Man darf nun nicht der Ansicht verfallen, dass diese 5 Geistesfaktoren irgendwie an sich unheilsam sind. Es sind lebensnotwendige Werkzeuge, denen wir uns bedienen müssen.
Den Unterschied zwischen angemessener und unheilsamer Handhabung macht jedoch das Wissen über deren Wirken.Mir ist bewusst, wie trocken und theoretisch das vielleicht zu lesen ist. Aber man kann dies bei nahezu jeder Regung des Geistes mal nachprüfen, wie frei denn unsere Aktionen (besser: Reaktionen) in der Regel sind.

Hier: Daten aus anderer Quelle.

PR #626, opened 2026-08-08
perf(test): one Postgres pool per test process, not per test

### LINKED ISSUE #539: compose/integration setup forks ~5 Postgres backends per test; sharing them needs plan-cache invalidation first

dungbanguyen:
Closes #539.

**Stacked on #625** — that one fixes a Redis-db collision this change's timing
exposes, and must land first. Review this PR's second commit.

Every integration harness opened its own `pgxpool` and closed it again for each
test, sized by `database.NewPool`'s api-process defaults — MinConns 2, MaxConns
16. A package's setup therefore forked several Postgres backends per test and
threw them away, and the lane runs packages concurrently against one server with
`max_connections=100`.

`testdb.Pool` hands out one pool per DSN per test binary instead, sized for a
test process: MinConns 0, MaxConns 4. The three exported fixtures and the
River-schema helper take it, so the app-role and owner-role connections are each
dialled once per package rather than once per test.

## What sharing costs, and what pays it

pgx's default prepares each statement on the server and keeps it for the life of
the connection. That is safe only while a connection cannot outlive the schema it
was planned against — which per-test pools guaranteed by accident.

This schema changes constantly: the customfields engine `ALTER`s record tables
mid-test, the reset drops those columns again, and `ApplyRiverSchema` creates
River's tables the first time a suite asks for a real worker. A plan that
survives any of those draws `SQLSTATE 0A000 "cached plan must not change result
type"` in whichever suite runs next, with nothing in the failure pointing back at
the DDL that caused it.

The shared pools therefore run in `CacheDescribe` mode: same extended protocol
and the same type safety, but the cached artifact is the statement *description*
rather than a server-side plan, and the driver re-describes when the server
reports it stale.

Retiring the connections at each reset also works and was tried first. The driver
holding the invariant is both cheaper and honest — it needs no list of which
operations invalidate what, and nothing for a future schema-changing test to
remember to declare.

## Measured

Same machine, Postgres restarted before each run (#482 otherwise contaminates a
second consecutive lane run):

| | baseline (`main`) | this stack |
|---|---|---|
| lane wall clock | 220.5s | **190.3s** (−13.7%) |
| sum of packages | 512.3s | **443.6s** (−13.4%) |
| `compose/integration` | 188.3s | 160.6s |
| `compose` | 74.5s | 59.2s |

Both runs: 28 packages, 1906 tests, `OK: integration passed with 0 skips`.

The heaviest package measured 152.5s with the retire-per-reset approach and
135.9s with `CacheDescribe`, which is the difference the last commit buys.

---
## Summary by cubic
Share a single Postgres `pgxpool` per test process (per DSN) instead of per test. Pools open only after schema migration and we assert they’re idle at test end, cutting lane time by ~15%.

- **Refactors**
  - Introduced `testdb.Pool`: per-process, per-DSN pool via `database.NewPool` with DSN params `pool_min_conns=0`, `pool_max_conn_idle_time=30s`, `default_query_exec_mode=cache_describe` (keeps `MaxConns` at 16); gated on `EnsureSchema` (returns `ErrSchemaNotReady` before migration).
  - Updated integration fixtures/helpers to use `testdb.Pool`; removed per-test `Close()`. Registered `testdb.AssertPoolsQuiesced(t)` first so it runs last; DSNs are redacted in errors.
  - Added integration tests to pin parity with `database.NewPool` (`jit=off`, typed-id ANY binds), verify one pool object per DSN per process, and ensure refusal before migration.

<sup>Written for commit 8d97dbcbcc837daaeb82a7d25d03d97d933d6eaf. Summary will update on new commits.</sup>

<a href="https://cubic.dev/pr/gradionhq/margince-poc-v1/pull/626?utm_source=github" target="_blank" rel="noopener noreferrer" data-no-image-dialog="true"><picture><source media="(prefers-color-scheme: dark)" srcset="https://www.cubic.dev/buttons/review-in-cubic-dark.svg"><source media="(prefers-color-scheme: light)" srcset="https://www.cubic.dev/buttons/review-in-cubic-light.svg">Review in cubic</picture></a>

## Summary by CodeRabbit

* **Reliability**
  * Improved integration test database pooling and cleanup.
  * Shared database connections are reused safely and verified to be inactive after tests complete.
  * Database access now waits for schema setup to finish successfully before use.
  * Improved connection diagnostics while protecting sensitive credentials.

* **Tests**
  * Added coverage for shared pool reuse, connection configuration, schema readiness, and cleanup behavior.

### DIFF
--- a/backend/internal/compose/integration/apptest/appenv.go
+++ b/backend/internal/compose/integration/apptest/appenv.go
@@ -22,7 +22,6 @@ import (
 	"github.com/jackc/pgx/v5/pgxpool"
 
 	"github.com/gradionhq/margince/backend/internal/compose"
-	"github.com/gradionhq/margince/backend/internal/platform/database"
 	"github.com/gradionhq/margince/backend/internal/platform/deployconfig"
 	"github.com/gradionhq/margince/backend/internal/platform/jobs"
 	"github.com/gradionhq/margince/backend/internal/platform/readmeter"
@@ -97,11 +96,15 @@ func SetupAppWithOriginOptions(t *testing.T, opts func(origin string) []compose.
 		t.Fatalf("resetting database: %v", err)
 	}
 
-	pool, err := database.NewPool(ctx, appDSN)
+	// Shared across the package's tests, and deliberately not closed here — see
+	// testdb.Pool for why the connections, not the pool object, are the cost.
+	pool, err := testdb.Pool(ctx, appDSN)
 	if err != nil {
 		t.Fatalf("opening app pool: %v", err)
 	}
-	t.Cleanup(pool.Close)
+	// Registered here, before the test adds any cleanup of its own, so it runs
+	// last and sees a package that has genuinely stopped.
+	t.Cleanup(func() { testdb.AssertPoolsQuiesced(t) })
 
 	// The delivery machinery every send transport is composed with in the api
 	// role. Without it a send refuses rather than log an activity claiming a
@@ -283,11 +286,10 @@ func applyRiverSchema(t *testing.T) {
 		t.Fatal("MARGINCE_TEST_DSN not set — run `make db-up` (integration tests fail loudly, they never skip)")
 	}
 	ctx := context.Background()
-	ownerPool, err := database.NewPool(ctx, ownerDSN)
+	ownerPool, err := testdb.Pool(ctx, ownerDSN)
 	if err != nil {
 		t.Fatalf("opening owner pool: %v", err)
 	}
-	defer ownerPool.Close()
 	if err := testdb.EnsureRiverSchema(ctx, ownerPool, jobs.Migrate); err != nil {
 		t.Fatal(err)
 	}
--- a/backend/internal/compose/integration/harness.go
+++ b/backend/internal/compose/integration/harness.go
@@ -133,11 +133,15 @@ func Setup(t *testing.T) *Env {
 		}
 	}
 
-	pool, err := database.NewPool(ctx, appDSN)
+	// Shared across the package's tests, and deliberately not closed here — see
+	// testdb.Pool for why the connections, not the pool object, are the cost.
+	pool, err := testdb.Pool(ctx, appDSN)
 	if err != nil {
 		t.Fatal(err)
 	}
-	t.Cleanup(pool.Close)
+	// Registered here, before the test adds any cleanup of its own, so it runs
+	// last and sees a package that has genuinely stopped.
+	t.Cleanup(func() { testdb.AssertPoolsQuiesced(t) })
 	e.Pool = pool
 	e.People = people.NewStore(pool)
 	e.Deals = deals.NewStore(pool)
@@ -464,11 +468,15 @@ func ApplyRiverSchema(t *testing.T) {
 		t.Fatal("MARGINCE_TEST_DSN not set — run `make db-up` (integration tests fail loudly, they never skip)")
 	}
 	ctx := context.Background()
-	ownerPool, err := database.NewPool(ctx, ownerDSN)
+	// The shared owner pool, not a fresh one: every suite that needs a real
+	// worker calls this, and each call is one existence probe. testdb.Pool
+	// refuses to open before EnsureSchema has run, so a caller that reached
+	// here without a harness Setup is told so rather than served a connection
+	// older than the schema.
+	ownerPool, err := testdb.Pool(ctx, ownerDSN)
 	if err != nil {
 		t.Fatalf("opening owner pool: %v", err)
 	}
-	defer ownerPool.Close()
 	if err := testdb.EnsureRiverSchema(ctx, ownerPool, jobs.Migrate); err != nil {
 		t.Fatal(err)
 	}
--- a/backend/internal/compose/integration/searchenv.go
+++ b/backend/internal/compose/integration/searchenv.go
@@ -15,7 +15,6 @@ import (
 	"github.com/jackc/pgx/v5/pgxpool"
 
 	"github.com/gradionhq/margince/backend/internal/modules/search"
-	"github.com/gradionhq/margince/backend/internal/platform/database"
 	"github.com/gradionhq/margince/backend/internal/platform/testdb"
 	"github.com/gradionhq/margince/backend/internal/shared/kernel/ids"
 	"github.com/gradionhq/margince/backend/internal/shared/kernel/principal"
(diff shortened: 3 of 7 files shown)


dungbanguyen:
@cubic-dev-ai on `RegisterIDTypes` — the diagnosis was right about an earlier revision of this branch and is already fixed; the test you asked for is now added, and writing it turned up something worth recording.

**The omission was real, and is gone.** An earlier push did assemble its own `pgxpool` config, and dropped `RegisterIDTypes` along with `jit=off` and the opening `Ping`. `testdb.Pool` now builds *through* `database.NewPool` (`pool.go:102`) and declares only its deltas as DSN parameters that constructor already honours, so all three come back.

**On the test.** Added as `TestSharedPoolKeepsTheProductionConnectionSetup`, and mutation-tested by rebuilding the pool from a bare `pgxpool.ParseConfig` — which is exactly the regression in question. The result is worth stating plainly, because it is not what either of us assumed:

- the `jit=off` assertion goes **red**
- the `[]ids.PersonID` / `ANY($n)` bind stays **green**

The bind cannot fail here, and that is the exec mode rather than a weak assertion. Under `cache_describe` the parameter OID always arrives from the server, so pgx never consults the registered type to encode the slice — `RegisterIDTypes` only feeds `TypeForValue`, which `planEncode` reaches only when `TypeForOID` misses. So the missing registration was inert on this branch, not a live break; the live loss was `jit=off`, which `database.go` documents as 475ms of JIT behind 12ms of work on the `/search` union, and the lane had been paying it.

Both assertions are kept, with the asymmetry written down: `jit` is the one that detects the construction regressing, and the slice bind pins the idiom itself, since a future exec mode that guesses OIDs would break it and `ANY($n)` over typed ids is used throughout the record stores.

Full lane green afterwards — 29 packages, 0 skips — with `make check-backend` and `make craft-static` clean.

dungbanguyen:
@coderabbitai you're right, and you caught me doing the exact thing the rule you quoted forbids. The comment explaining why the gate had no test *was* the rationalization — "restructure it away or gate it with a test" does not have a third option, and I took one.

Fixed with `TestPoolRefusesBeforeTheSchemaIsMigrated` in a new internal test file, since as you say the state is only reachable from inside the package: save `schemaReady`, clear it, call `Pool`, assert `errors.Is(err, ErrSchemaNotReady)`, restore in `t.Cleanup`. Safe to mutate for one call — tests in a package run serially under the lane's `-p 1`, nothing here calls `t.Parallel`, and `Pool` returns before it touches the pool map, so the process keeps whatever pools it already had.

Mutation-tested by deleting the guard from `Pool`, which is the regression it exists to catch:

```
poolready_integration_test.go:38: Pool handed out a pool for an unmigrated database
poolready_integration_test.go:41: Pool on an unmigrated database returned <nil>, want ErrSchemaNotReady
--- FAIL: TestPoolRefusesBeforeTheSchemaIsMigrated
```

The rationalizing comment is gone; what remains is a pointer to where the gate lives.

Full lane green afterwards — 29 packages, 1938 tests, 0 skips — with `make check-backend` and `make craft-static` clean.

Von der existenziellen Notwendigkeit abgesehen, ist ein Verständnis der Geistesfaktoren eigentherapeutisch m. E. äußerst wertvoll hinsichtlich Ängsten, Phobien, Zwängen, Traumen, Depressionen etc. Derlei Krankheiten sind nichts anderes als (sichtbare)
pathologische Entwicklungen des Egos. Von Schuld kann man hier jedoch nicht sprechen. Es spielen m. E. auch karmische Entwicklungen mit rein. So komplex bei vielen von uns die Gemengelage sein mag: Eine Veränderung kann (!) bewirkt werden!